• **The records**:
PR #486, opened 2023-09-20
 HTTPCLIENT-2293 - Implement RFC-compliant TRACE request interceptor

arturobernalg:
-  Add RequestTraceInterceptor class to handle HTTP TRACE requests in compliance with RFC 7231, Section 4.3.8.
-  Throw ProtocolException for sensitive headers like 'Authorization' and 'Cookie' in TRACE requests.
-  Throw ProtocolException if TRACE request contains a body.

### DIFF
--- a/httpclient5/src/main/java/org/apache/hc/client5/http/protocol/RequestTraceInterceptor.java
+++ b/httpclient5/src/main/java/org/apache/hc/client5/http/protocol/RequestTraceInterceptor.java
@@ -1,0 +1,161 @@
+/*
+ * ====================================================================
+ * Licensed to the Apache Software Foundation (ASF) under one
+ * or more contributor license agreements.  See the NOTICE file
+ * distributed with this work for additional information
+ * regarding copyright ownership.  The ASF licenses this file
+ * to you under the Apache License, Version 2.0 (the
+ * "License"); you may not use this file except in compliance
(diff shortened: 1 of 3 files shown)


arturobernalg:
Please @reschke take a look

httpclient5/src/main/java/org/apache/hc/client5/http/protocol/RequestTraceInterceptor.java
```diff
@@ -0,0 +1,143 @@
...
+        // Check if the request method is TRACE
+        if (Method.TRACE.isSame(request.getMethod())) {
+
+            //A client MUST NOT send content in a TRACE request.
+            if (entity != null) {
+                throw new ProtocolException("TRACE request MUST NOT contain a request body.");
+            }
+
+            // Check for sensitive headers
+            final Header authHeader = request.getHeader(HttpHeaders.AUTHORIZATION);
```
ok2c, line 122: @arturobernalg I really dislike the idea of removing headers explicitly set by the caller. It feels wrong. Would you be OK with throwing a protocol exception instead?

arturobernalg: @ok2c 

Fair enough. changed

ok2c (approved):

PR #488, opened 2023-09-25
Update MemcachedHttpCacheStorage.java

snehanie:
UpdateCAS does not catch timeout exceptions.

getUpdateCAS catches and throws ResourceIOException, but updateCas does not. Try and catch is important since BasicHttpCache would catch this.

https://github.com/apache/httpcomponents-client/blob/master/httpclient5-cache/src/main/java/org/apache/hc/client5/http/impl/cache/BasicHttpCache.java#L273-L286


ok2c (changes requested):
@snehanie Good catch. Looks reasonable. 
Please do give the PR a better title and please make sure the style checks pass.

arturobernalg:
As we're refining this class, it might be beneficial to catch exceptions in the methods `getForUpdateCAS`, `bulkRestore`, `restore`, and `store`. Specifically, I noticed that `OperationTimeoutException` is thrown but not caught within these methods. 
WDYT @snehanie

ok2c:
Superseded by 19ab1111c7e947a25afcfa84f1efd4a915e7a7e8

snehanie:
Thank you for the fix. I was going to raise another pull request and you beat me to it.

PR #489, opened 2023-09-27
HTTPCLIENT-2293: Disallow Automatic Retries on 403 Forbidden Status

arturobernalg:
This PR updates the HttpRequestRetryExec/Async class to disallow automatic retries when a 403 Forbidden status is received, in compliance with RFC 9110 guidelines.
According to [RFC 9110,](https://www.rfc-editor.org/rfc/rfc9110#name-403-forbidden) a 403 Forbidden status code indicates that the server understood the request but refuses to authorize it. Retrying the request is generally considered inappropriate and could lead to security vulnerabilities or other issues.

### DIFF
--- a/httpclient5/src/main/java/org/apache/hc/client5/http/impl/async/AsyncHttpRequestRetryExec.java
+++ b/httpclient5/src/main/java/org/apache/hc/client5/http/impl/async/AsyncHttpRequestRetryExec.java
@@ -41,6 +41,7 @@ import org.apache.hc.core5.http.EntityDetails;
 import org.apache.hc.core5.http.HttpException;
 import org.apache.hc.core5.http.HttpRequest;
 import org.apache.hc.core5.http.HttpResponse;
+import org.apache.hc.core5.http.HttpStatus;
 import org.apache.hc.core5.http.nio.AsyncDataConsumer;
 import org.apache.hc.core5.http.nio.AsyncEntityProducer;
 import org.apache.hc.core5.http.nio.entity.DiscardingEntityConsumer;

• **Work order**: Within the entries, find each line holding the string "AsyncHttpRequestRetryExec". Reply with how many there are, as a number alone.

• **Exercise solution**: 2